From the data below, tally each line that has "separate" in it, then give that tally without comment.

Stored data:
-- -- --
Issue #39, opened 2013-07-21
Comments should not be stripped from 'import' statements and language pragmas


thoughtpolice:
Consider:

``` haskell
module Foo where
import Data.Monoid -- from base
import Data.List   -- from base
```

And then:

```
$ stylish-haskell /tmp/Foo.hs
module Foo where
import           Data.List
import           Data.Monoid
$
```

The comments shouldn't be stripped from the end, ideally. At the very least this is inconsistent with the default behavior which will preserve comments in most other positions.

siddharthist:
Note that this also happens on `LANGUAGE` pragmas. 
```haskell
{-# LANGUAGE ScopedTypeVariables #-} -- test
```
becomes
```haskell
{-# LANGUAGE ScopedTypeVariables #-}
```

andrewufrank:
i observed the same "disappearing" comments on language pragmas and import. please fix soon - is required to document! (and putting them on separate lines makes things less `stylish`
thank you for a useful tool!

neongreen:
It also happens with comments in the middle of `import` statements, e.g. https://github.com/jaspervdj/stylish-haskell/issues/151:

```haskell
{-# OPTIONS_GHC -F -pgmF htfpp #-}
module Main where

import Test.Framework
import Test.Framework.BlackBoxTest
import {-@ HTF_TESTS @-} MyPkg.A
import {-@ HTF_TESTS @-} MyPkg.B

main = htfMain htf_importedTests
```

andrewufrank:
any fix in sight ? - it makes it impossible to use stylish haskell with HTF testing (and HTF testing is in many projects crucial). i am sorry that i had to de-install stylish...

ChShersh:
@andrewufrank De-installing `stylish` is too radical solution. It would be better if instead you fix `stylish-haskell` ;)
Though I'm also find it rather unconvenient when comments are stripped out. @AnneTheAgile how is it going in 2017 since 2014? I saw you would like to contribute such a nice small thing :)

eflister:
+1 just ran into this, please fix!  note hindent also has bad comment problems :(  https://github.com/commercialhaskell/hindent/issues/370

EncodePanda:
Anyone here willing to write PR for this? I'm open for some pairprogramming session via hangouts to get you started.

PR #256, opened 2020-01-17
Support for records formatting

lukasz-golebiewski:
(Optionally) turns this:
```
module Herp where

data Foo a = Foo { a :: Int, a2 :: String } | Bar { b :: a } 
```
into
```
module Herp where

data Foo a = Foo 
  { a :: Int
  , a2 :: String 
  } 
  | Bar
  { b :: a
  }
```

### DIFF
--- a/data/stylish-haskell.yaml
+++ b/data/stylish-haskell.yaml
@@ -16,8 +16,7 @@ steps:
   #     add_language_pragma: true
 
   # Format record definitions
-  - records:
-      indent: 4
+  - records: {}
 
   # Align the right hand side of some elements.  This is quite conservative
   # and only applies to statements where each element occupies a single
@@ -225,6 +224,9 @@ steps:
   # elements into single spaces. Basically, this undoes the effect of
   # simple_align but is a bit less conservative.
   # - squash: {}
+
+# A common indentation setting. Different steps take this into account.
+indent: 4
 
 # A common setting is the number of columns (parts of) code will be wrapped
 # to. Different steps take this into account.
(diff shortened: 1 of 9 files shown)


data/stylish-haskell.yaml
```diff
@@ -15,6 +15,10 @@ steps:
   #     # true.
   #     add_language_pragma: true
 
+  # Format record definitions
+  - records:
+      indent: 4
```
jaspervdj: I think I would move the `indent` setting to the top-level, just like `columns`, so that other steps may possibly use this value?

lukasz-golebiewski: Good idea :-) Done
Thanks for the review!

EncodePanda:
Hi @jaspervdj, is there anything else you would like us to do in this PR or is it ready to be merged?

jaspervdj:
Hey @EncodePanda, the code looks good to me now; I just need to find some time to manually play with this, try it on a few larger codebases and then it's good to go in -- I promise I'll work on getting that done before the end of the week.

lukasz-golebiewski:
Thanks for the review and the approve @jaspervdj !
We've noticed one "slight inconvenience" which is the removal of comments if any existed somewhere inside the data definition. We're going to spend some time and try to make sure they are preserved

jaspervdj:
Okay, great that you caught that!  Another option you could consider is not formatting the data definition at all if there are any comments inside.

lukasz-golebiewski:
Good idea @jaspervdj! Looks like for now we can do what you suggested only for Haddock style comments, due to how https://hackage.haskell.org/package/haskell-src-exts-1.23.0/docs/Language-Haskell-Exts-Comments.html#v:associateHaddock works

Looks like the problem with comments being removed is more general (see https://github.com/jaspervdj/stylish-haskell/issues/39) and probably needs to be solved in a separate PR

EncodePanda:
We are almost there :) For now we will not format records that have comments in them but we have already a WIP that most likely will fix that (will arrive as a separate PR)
-- -- --
Answer: 3